Jin Hong YOU, GeMai CHEN, Min CHEN, Xue Lei JIANG(4)
应用数学学报(英文版). 2003, 19(3): 363-370.
Consider the partly linear regression model y_i = x'_iβ + g(t_i) + ε_i, 1 ≤ i ≤ n, where y_i's are responses, x_i = (x_i1,x_i2,…,x_ip)' and t_i ∈ Τ are known and nonrandom design Τ is a compact set in the real line R, β = (β_1, …, β_p)' is an unknown parameter vector, g(·) is an unknown function and {ε_i} is a linear process, i.e., ε_i = ∑ from j = 0 to ∞ of ψ_je_i-j, ψ_0 = 1, ∑ from j = 0 to ∞ of |ψ_j| < ∞, where e_j are i.i.d. random variables with zero mean and variance σ_e~2. Drawing upon B-spline estimation of g(·) and least squares estimation of β, we construct estimators of the autocovariances of {ε_i}. The uniform strong convergence rate of these estimators to their true values is then established. These results not only are a compensation for those of [23], but also have some application in modeling error structure.
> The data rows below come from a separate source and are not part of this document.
PR #1696, opened 2021-11-11
fix:(layout): position sidebar, main content and footer

5h1rU:
- Replace runtime CSS rules on DendronLayout with layout components
- Move footer over the navbar [[scratch.2021.11.08.151528.move-footer-over-to-navbar]]

**Improvements**
- The layout takes the full width on screens < 1320px (See [docusaurus](https://docusaurus.io/docs))
- Remove the content layout shifting when the page is being resized.
- Remove runtime calculations

Attachment

https://user-images.githubusercontent.com/989826/141357288-34e36897-4028-41d2-867d-f795101989b1.mov

### DIFF
--- a/packages/nextjs-template/components/DendronLayout.tsx
+++ b/packages/nextjs-template/components/DendronLayout.tsx
@@ -1,4 +1,4 @@
-import { Layout, Row, Col, Divider } from "antd";
+import { Layout, Row, Col, Divider, Typography } from "antd";
 import { MenuOutlined } from "@ant-design/icons";
 import * as React from "react";
 import { DENDRON_STYLE_CONSTANTS } from "../styles/constants";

When the errors {ε_i} are an ARMA process, out result can be used to develop a consistent procedure for determining the order of the ARMA process and identifying the non-zero coefficients of the process. Moreover, our result can be used to construct the asymptotically efficient estimators for parameters in the ARMA error process.